- Interactive map of the mountain

Highest point
- Elevation: 1,884 m (6,181 ft)
- Prominence: 144 m (472 ft)
- Parent peak: Stetinden
- Isolation: 1.4 km (0.87 mi)
- Coordinates: 61°32′30″N 8°13′26″E﻿ / ﻿61.54171°N 8.22378°E

Geography
- Location: Innlandet, Norway
- Parent range: Jotunheimen
- Topo map: 1518 II Galdhøpiggen

= Stehøe =

Mountain in Innlandet, Norway

Stehøe is a mountain on the border of Luster Municipality in Vestland county and Lom Municipality in Innlandet county, Norway. The 1884 m tall mountain is located in the Jotunheimen mountains within Jotunheimen National Park.
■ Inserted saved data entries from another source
PR #6270, opened 2021-09-28
Projectile/Submunition additions/changes

EjoThims:
**Feature:** This RFC is to discuss potential/future changes and additions to projectile and submunition behavior.

I'm going to go ahead and list a few different things I can think of having seen discussed, but the creation of this RFC was prompted specifically by curiosity about weapons creating lasting zones of damage, akin to common spell effects like firewall or blizzard.

List can be expanded/trimmed as we figure out how feasible certain behaviors are with what changes or as new suggestions come up.

Names are descriptive place holders, not any kind of stone set mandate.

In general, even where already possible with submunitions, I think we could benefit from base access to them, to reduce repetitive strings of dozens (or even hundreds) of submunitions, for both creation ease and performance issues.

## Feature Details

Pulse AoE- repetitive damage in area, like repeat explosions. Offsets or inaccuracy could change point of origin, and individual explosions need not be same size as zone they spawn within. This is blizzard when using both of those modifications.

Continuous AoE - constant, consistent damage in area (though drop off over time would still be a potential modification), dealt on initial entry as well as at regular times. This is firewall.

AoE Wave - a moving zone of damage that is not stopped by collision. Preferably an attribute that could make either of the above mobile instead of static.

Piercing - a projectile that can pierce X number of targets/frames/whatever measure. Good for hitting multiple ships and/or the same ship multiple times.

Repeat - A projectile that repeats itself X times. A shortcut for looped submunitions that (hopefully) will also avoid the problem of all submunitions in a looped chain going off when enemy is hit early. Modifications could include allowing repeat from initial origin or projectile's current location.

Repeat End - A projectile that spawns at the end of a repeat chain. A shortcut for specific change after a submunition loop.

Charge - projectile that only fires X frames after firing input, preferably from current location of ship or parent projectile.

Spawn - creates a submunition after X frames without current projectile dying

Spawning - creates a submunition -every- X frames without current projectile dying

## Usage Examples

TBD

## Performance Impact

TBD


EjoThims:
I clearly did that wrong.

Closed for now.

PR #6275, opened 2021-09-29
Galaxy Improvements

quyykk:
## Feature Details

- Only one galaxy is rendered at a time.
- Systems are always centered around 0, 0 inside their galaxy.
- Switch between galaxies using `<-` and `->` keys.
- Intergalactic travel works and is correctly rendered using a dashed wormhole arrow (see gif).
- Galaxies now inherit from `Body` so they support animations (labels can also be animated).
- Better syntax for labels
- Plugins that define 2 (or more!) galaxies next to each other are broken as follows: The player will only be able to see systems from one galaxy at a time, while the content creator of such a plugin intended every system to be visible at the same time.

    I do not know of any plugin that uses 2 galaxies next to each other, but that doesn't really mean anything. Systems that have neighbors in another galaxy will be warned about. Any links between galaxies will appear incomplete in the map panel though.

- One change this PR introduces is that galaxies can no longer be separated by links or jumps. This means that they have to be separated by a wormhole (which is what every plugin that I know of does anyways). But it's still a change from the current behavior.

What this PR doesn't do because I don't know whether/how I should:

- UI buttons to switch galaxies for the map.
- Display the current galaxy's name in the map somewhere?
- Might be useful for mission to specify a source/destination galaxy?

## UI Screenshots

Here's a bad gif:

galaxy

## Usage Examples

```
galaxy Test
    pos x y # backwards compatibility
    sprite <name>
        ....
    label <name>
        pos x y
        sprite <name>
            ....
    ....

system SomeSystem
    galaxy Test
```

## Testing Done

- Tested various travel paths between galaxies.
- Tested switching galaxies using the keyboard.
- Tested going through a mission list correctly switches galaxies.
- Reverted `data/` to verify that this PR is indeed backwards compatible.

## Performance Impact

Small - only for the features listed above.


Arachi-Lover:
Bit of a spoiler function isn't it? Even if all shown was a blank void, wouldn't be hard to figure out that pressing some buttons made the Milky Way vanish then reappear was due to other galaxies existing.
Or does it not allow the player to view what they haven't discovered yet (ie a new pilot seeing Pleiades despite never having left Ruticulus)?

quyykk:
If you haven't visited any system in galaxy X, then you have no way of going to galaxy X. So the answer is no, new players cannot see the pug galaxy if they haven't gone through the wormhole first.

data/coalition/coalition missions.txt
```diff
@@ -91,12 +91,15 @@ mission "Discovered Coalition Space"
...
-		sprite "label/kimek"
-	galaxy "label arachi"
-		sprite "label/arachi"
+	galaxy "Milky Way"
+		label "saryds"
+			sprite "label/saryds"
+	galaxy "Milky Way"
+		label "kimek"
+			sprite "label/kimek"
+	galaxy "Milky Way"
```
Amazinite, line 100: Can't you be able to just add all three labels at once? If not, then you should be capable of doing that; we don't have to remention the fleet we're adding a variant to for each new variant added by an event, for example.
```suggestion
		label "kimek"
			sprite "label/kimek"
```

Amazinite:
> Galaxies now inherit from `Body` so they support animations

This also means that they can make use of the new `scale` attribute (#4588), closing #5497.

quyykk:
Just realized that plugins might have 2 (or more) galaxies right next to each other, which this PR would break. I'll have to think about how to best support that.

beccabunny:
> Just realized that plugins might have 2 (or more) galaxies right next to each other, which this PR would break. I'll have to think about how to best support that.

Is there any reason they couldn't make them simply a single galaxy spaced apart, as it is now?

quyykk:
> Is there any reason they couldn't make them simply a single galaxy spaced apart, as it is now?

No since they can merge the two galaxy images to create one. But this PR should be backwards compatible, so I'll have to support a use case like that.

Plip-Plop:
I remember being extremely disappointed when I traveled through Deneb for the first time and realized that both galaxies were within scroll distance of each other.

tehhowch (commented):
Some more thoughts

Amazinite:

Closing this PR because Quyykk has said that he's not getting to it soon.

PR #200, opened 2024-09-27
Add test with invalid signatures in valid metadata

### LINKED ISSUE #37: tests: test valid metadata with invalid signature
This is a specific case where folks have interpreted spec in two ways before:

When metadata signatures contains an invalid signature the metadata can still be valid (as long as threshold of valid signatures is reached)

jku:
The specification is not actually 100% clear but this seems like the right choice for maximum compatibility.

Fixes #37

### DIFF
--- a/tuf_conformance/test_keys.py
+++ b/tuf_conformance/test_keys.py
@@ -214,3 +214,48 @@ def test_keytype_and_scheme(
 
     assert client.refresh(init_data) == 1
     assert client.version(Root.type) == 2
+
+
+def test_invalid_sig_in_valid_metadata(
+    client: ClientRunner,
+    server: SimulatorServer,
+) -> None:
+    """Test that client accepts valid metadata if it contains an invalid signature
+
+    Throughout the test timestamp is signed by two keys: one signature is always correct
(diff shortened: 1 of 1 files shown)


tuf_conformance/test_keys.py
```diff
@@ -214,3 +214,48 @@ def test_keytype_and_scheme(
...
+
+
+def test_invalid_sig_in_valid_metadata(
+    client: ClientRunner,
+    server: SimulatorServer,
+) -> None:
+    """Test that client accepts valid metadata if it contains an invalid signature
+
+    Throughout the test timestamp is signed by two keys: one signature is always correct
+    and that is enough to reach threshold. First part uses a plausible looking signature
```
AdamKorcz, line 226: Not clear what "First part" and "second part" refer to.

AdamKorcz (commented):
LGTM. It might just be me who isn't fully clear on "first" and "second part"

tuf_conformance/test_keys.py
jku: cheers, Tweaked docstring to refer to first and second refresh.

AdamKorcz (approved):

PR #208, opened 2024-10-01
Add test for incorrect metadata type

### LINKED ISSUE #180: test wrong metadata type
from @segiddins :

> what if the fetched metadata has the wrong type for the endpoint?

I thought originally this is just another for form of "malformed metadata" but maybe an implementation might deserialize as generic metadata and then forgets to verify type in which case this could be a different issue. A little far fetched but testing is cheap: let's test this, it should be easy after #155

jku:
Try hard to make the metadata otherwise valid, just the type field is incorrect here.

Fixes #180

### DIFF
--- a/tuf_conformance/test_basic.py
+++ b/tuf_conformance/test_basic.py
@@ -1,11 +1,10 @@
-# Test runner
 import json
 import os
 
 import pytest
 from securesystemslib.formats import encode_canonical
 from securesystemslib.hash import digest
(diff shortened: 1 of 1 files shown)


AdamKorcz:
This one looks ready. Do you want to fix the conflict so we can merge, @jku ?

jku:
rebased on main (and removed one useless comment line)

AdamKorcz (approved):

PR #215, opened 2024-10-02
Byte comparison tweaks

### LINKED ISSUE #214: tweak metadata byte-by-byte comparisons
Currently we have tests that literally compare the clients trusted metadata bytes to the bytes repository serves (see e.g. test_non_root_rotations):
* this is useful to test once (clients really should store the exact bytes so that hash verification of local metadata is possible)
* but most of the tests really are trying to verify that the metadata _content_ is correct: they should compare deserialized metadata to deserialized metadata

This way if a client messes up and stores a different serialization, it does not hide the results of the second type of test

jku:
Fixes #214: This should allow testing clients that use their own serialization format when storing trusted metadata

### DIFF
--- a/tuf_conformance/client_runner.py
+++ b/tuf_conformance/client_runner.py
@@ -120,3 +120,23 @@ class ClientRunner:
             roles.append((rolename, md.signed.version))
 
         return roles
+
+    def assert_metadata(self, role: str, expected_bytes: bytes | None) -> None:
+        """Assert that trusted roles metadata matches the expected bytes
+
+        This assert uses deserialized comparison: See test_metadata_bytes_match
+        for the test that requires byte-for-byte equality.
+        """
+        try:
+            trusted = MetadataTest.from_file(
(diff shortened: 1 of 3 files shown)


tuf_conformance/client_runner.py
```diff
@@ -120,3 +120,23 @@ def trusted_roles(self) -> list[tuple[str, int]]:
             roles.append((rolename, md.signed.version))
 
         return roles
+
+    def assert_metadata(self, role: str, expected_bytes: bytes | None) -> None:
```
jku, line 124: this is a little different from trusted_roles() and version() -- as those do not assert, they only return the current value. This felt easier to use correctly in tests but I could change it.

AdamKorcz (approved):

tuf_conformance/client_runner.py
AdamKorcz: I think it is okay for now. I am fine with changing later if we see an issue here.

PR #239, opened 2024-11-22
Improve assert output on failure

### LINKED ISSUE #230: Output diff or expected/actual?
https://github.com/theupdateframework/tuf-conformance/blob/main/tuf_conformance/client_runner.py#L142 is a somewhat difficult error message to act on.

A more helpful failure might be output expected vs actual. We know metadata is serialized as a string in these tests. If it's too much to output to the screen then write it to a results file and upload it as an asset on the job? or like a deepdiff or something?

jku:
* Failures where the assert happened in Clientrunner.assert_metadata where not handled as pytest verbose asserts: Fix this by registering the module for assert rewriting
* assert on serialized metadata so that pytest assert gives us nice output
* Increase verbosity in Makefile so it's at same level as the action

Fixes #230, mostly

### DIFF
--- a/Makefile
+++ b/Makefile
@@ -49,7 +49,7 @@ fix: env/pyvenv.cfg
 
 PHONY: test-python-tuf
 test-python-tuf: dev
-	./env/bin/pytest tuf_conformance \
+	./env/bin/pytest -v tuf_conformance \
 		--entrypoint "./env/bin/python ./clients/python-tuf/python_tuf.py" \
 		--repository-dump-dir $(DUMP_DIR)
 	@echo Repository dump in $(DUMP_DIR)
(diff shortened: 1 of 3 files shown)


jku:
@loosebazooka this should help a little.

```
>       assert trusted == b"", f"Unexpected trusted role {role} content"
E       AssertionError: Unexpected trusted role timestamp content
E       assert b'{\n "signat...on": 2\n }\n}' == b''
E         
E         Full diff:
E         - b''
E         + (b'{\n "signatures": [\n  {\n   "keyid": "e04d636e13f11a220ea4142d3950ac50b8ee'
E         +  b'6af91e95effbb3bee4df114d6b4e",\n   "sig": "304402206b30d8e293d3caefb7b81a'
E         +  b'6a5c3ed5cd7ed3a1e15d8df5e0da3cef56fdd6f38f02205c5b130c1403e3fba3babdba373711'
E         +  b'648dab5154c57e8e2fe634cb04698c126e"\n  },\n  {\n   "keyid": "ec9a5050bb6c78'...
E         
E         ...Full output truncated (9 lines hidden), use '-vv' to show

tuf_conformance/client_runner.py:138: AssertionError
```


Note that the pytest verbosity level affects how much diff pytest spits out: 
* at current  verbosity level used by both Makefile and the action we get a handful of lines
* adding "-vv" gets you full diff I think -- but we don't currently expose verbosity level in either makefile or the action, you can only do that by manually invoking pytest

The mountain sits about 38 km southwest of the village of Fossbergom and about 34 km northeast of the village of Øvre Årdal. The mountain is surrounded by several other notable mountains including Kyrkja and Kyrkjeoksle to the east, Høgvagltindane to the southeast, Surtningstinden and Gravdalstinden to the southwest, Smørstabbtindene and Stetinden to the northwest, and Tverrbottindene to the northeast.